The Ramsay Health Care Limited (ASX: RHC) share price was on form on Wednesday.
The private hospital operator’s shares ended the day 2% higher at $63.49.
This means the Ramsay share price has now broken into positive territory for the year.
Is the Ramsay share price in the buy zone?
One leading broker that believes the Ramsay share price is good value is Citi.
According to a note out of the broker yesterday, its analysts have upgraded the company’s shares to a buy rating from neutral. Citi has also increased its price target from $67.00 up to $76.00.
Based on the latest Ramsay share price, this implies potential upside of almost 20% over the next 12 months excluding dividends. If you include them, this potential return stretches to over 22%.
Why did Citi upgrade Ramsay?
Citi made the move partly on valuation grounds, noting that the Ramsay share price has materially underperformed the ASX 200 in recent months and even after announcing its takeover approach of UK-based Spire Healthcare.

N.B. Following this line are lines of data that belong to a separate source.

PR #11657, opened 2023-03-10
Code quality: Introduced WidgetsPageContext

ferrariofilippo:
**Details**
This PR introduces `WidgetsPageContext` which will be needed to use `RichCommands` from the `WidgetsPage`
This context will be useful to implement features such as `Open Properties`, `Copy`, ..., which requires the right clicked item
Once it will be merged, I'll remove `TagsContext` from #11598 since it won't be needed anymore

**Validation**
How did you test these changes?
- [x] Built and ran the app
- [ ] Tested the changes for accessibility

PR #11677, opened 2023-03-12
Code quality: Introduced SidebarContext

ferrariofilippo:
**Details**
This PR introduces `SidebarContext` which will be needed to implement RichCommand for sidebar items (such as `OpenInNewPane`, `OpenInNewTab`, `UnpinItem`, ...)
@cinqmilleans I'm once again asking for your review and help

**Validation**
- [x] Built and ran the app


cinqmilleans:
The goal is for actions to behave differently when a sidebar context menu is open. RightClickedItemChanged is only triggered when the context menu opens, not when it closes, so you have to notify when closed
(RightClickedItemChanged should announce that the item becomes null again).

Booleans can easily be replaced by classes.
public bool IsDriveItem => rightClickedItem is DriveItem;
public DriveItem? OpenDriveItem => rightClickedItem as DriveItem;
This makes IsDriveItemPinned useless.

ferrariofilippo:
> The goal is for actions to behave differently when a sidebar context menu is open. RightClickedItemChanged is only triggered when the context menu opens, not when it closes, so you have to notify when closed (RightClickedItemChanged should announce that the item becomes null again).

I'll implement this also in `WidgetsContext`

cinqmilleans:
@ferrariofilippo 

There is a structural problem with this context. The actions will have to test 2 contexts each time. For example, Properties can apply to the parent folder, selection, or sidebar. The action does not need to know where the item is. We could further simplify the contexts.

ContentPageContext can return active items, be it selection, parent folder or sidebar. Most actions will no longer need to double check as currently (if HasSelection use this else use that). It will take an enum to know where the applied element is located (for example, one can only rename a selected element). But this will simplify the code most of the time.

What do you think ?

ferrariofilippo:
> The actions will have to test 2 contexts each time. 

Actually it would be three, we would have also `WidgetsContext`

> ContentPageContext can return active items, be it selection, parent folder or sidebar. Most actions will no longer need to double check as currently (if HasSelection use this else use that). It will take an enum to know where the applied element is located (for example, one can only rename a selected element). But this will simplify the code most of the time.
> 
> What do you think ?

Yes, that seems reasonable. As I mentioned earlier, we should also merge WidgetsContext into our main context. Should I start working on this or would you rather do it on your own?

I'll mark this and #11657 as Drafts so that you can easily access them if you need to. Once the final PR is merged, I'll close them

cinqmilleans:
@ferrariofilippo The problem that these elements are of different classes. Let's think about the best solution before intervening.

ferrariofilippo:
We can access Item property of the widget which is a INavigationControlItem

cinqmilleans:
@ferrariofilippo @yair100 This solution will not work because it has a flaw. For example Properties is disabled on the homepage. If when we open the context menu of a favorite, the action updates according to this element, the toolbar button will be activated. This behavior is not desirable. For Paste, we used 2 commands, but this complicates the commands in the palette.

A solution may be to use temporary commands for some menus. The menu creation code instantiates an action with a parameter (a specific unobservable class). This class is not visible in the palette. Then, we use CommandManager to get an instance of IRichCommand from this action. It may be a simpler implementation as no need to update it. The menu uses it and then throws it away.

These actions won't need any context, everything will be passed in the constructor. As these are rich commands, we can use the builder to generate the menu.

cinqmilleans:
I have a better idea. I will implement it for the tab menu, it will be more understandable.

ferrariofilippo:
> What's the latest on this?

I'll close this as soon as @cinqmilleans ends their work

cinqmilleans:
I have thought a lot about this problem.  I think I have a practical solution.  I will open an issue to validate it before implementation.

yaira2:
@cinqmilleans what's the latest on this?

PR #11678, opened 2023-03-12
RichCommand: Layout Sort Group

cinqmilleans:
**Resolved / Related Issues**
Add commands Layout Sort Group.

When the option "Sync layout and sorting preferences across directories", the adaptive layout is disable in toolbar but not in context menu. It's fixed.

The layout context menu replaces icons by toggle indicator. This lets you know which layout is active.

**Validation**
- [x] Built and ran the app


yaira2:
Can you group related actions together instead of creating separate files for each one?

cinqmilleans:
It's done.

src/Files.App/Actions/Display/LayoutAction.cs
```diff
@@ -0,0 +1,179 @@
...
+				SetProperty(ref isOn, Context.LayoutType == LayoutType, nameof(IsOn));
+
+			if (e.PropertyName is not null)
+				OnContextChanged(e.PropertyName);
+		}
+
+		protected virtual void OnContextChanged(string propertyName) { }
+	}
+
+	internal class LayoutPreviousAction : IAction
```
yaira2, line 130: What does this do?

cinqmilleans: It is a command that allows you to navigate between all the layouts. This is not used but may be available in the future command handler or with a new or custom hotkey.

yaira2: We already have `ctrl` + `+` and `ctrl` + `-`.

yaira2:
> The layout context menu replaces icons by toggle indicator. This lets you know which layout is active.

Doesn't MenuItem have support for icon as well?

cinqmilleans:
Yes, but only a fonticon, not an opacityicon. The columns layout uses opacityicon. I tested with the tool icon + font icon, it's not aesthetic. I'll send a screenshot later.

src/Files.App/Actions/Display/LayoutAction.cs
cinqmilleans: I replaced Previous/Next with DecreaseSize/IncreaseSize.

cinqmilleans:
Here is a screenshot. We can find a trick for the image of columns.
Layout

yaira2:
I'm going to be updating the other icons in the flyout as well, do you have any ideas on fixing the issue?

cinqmilleans:
It will probably be necessary to create a UserControl derived from ToggleMenuFlyoutItem (as it was done for the buttons). In the preview, the Columns icon is already missing in this context menu. I propose to deal with this problem in a future pr. I will commit the code with the check + icon.

cinqmilleans:
It's done.

yaira2:
@cinqmilleans can you fix the merge conflict?

cinqmilleans:
It's done.

src/Files.App/Strings/en-US/Resources.resw
```diff
@@ -1419,7 +1419,7 @@
   <data name="DateModifiedLowerCase" xml:space="preserve">
     <value>Date modified</value>
   </data>
-  <data name="NavToolbarArrangementOptionOriginalFolder.Text" xml:space="preserve">
```
yaira2, line 1422: Can you search to see if this is still being used? Same for the other strings that were removed.

cinqmilleans: I had already checked and I just checked again.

In addition to this, Citi is expecting the healthcare sector to return to normal in FY 2022, which it believes will lead to improving earnings. And while the broker suspects the Ramsay may need to raise capital in the future, it has factored this into its valuation.
Citi commented: “We are upgrading RHC to Buy post its bid for Spire Healthcare in the UK. The stock has fallen since the announcement, and has underperformed the ASX200 by 14% in the last quarter, and 40% over the last five years (making it the worst-performing ASX200 Healthcare company over that time frame). While the business currently remains severely impacted by the pandemic, we expect incremental news to be positive as health systems return to more normal conditions in FY22 and FY23.”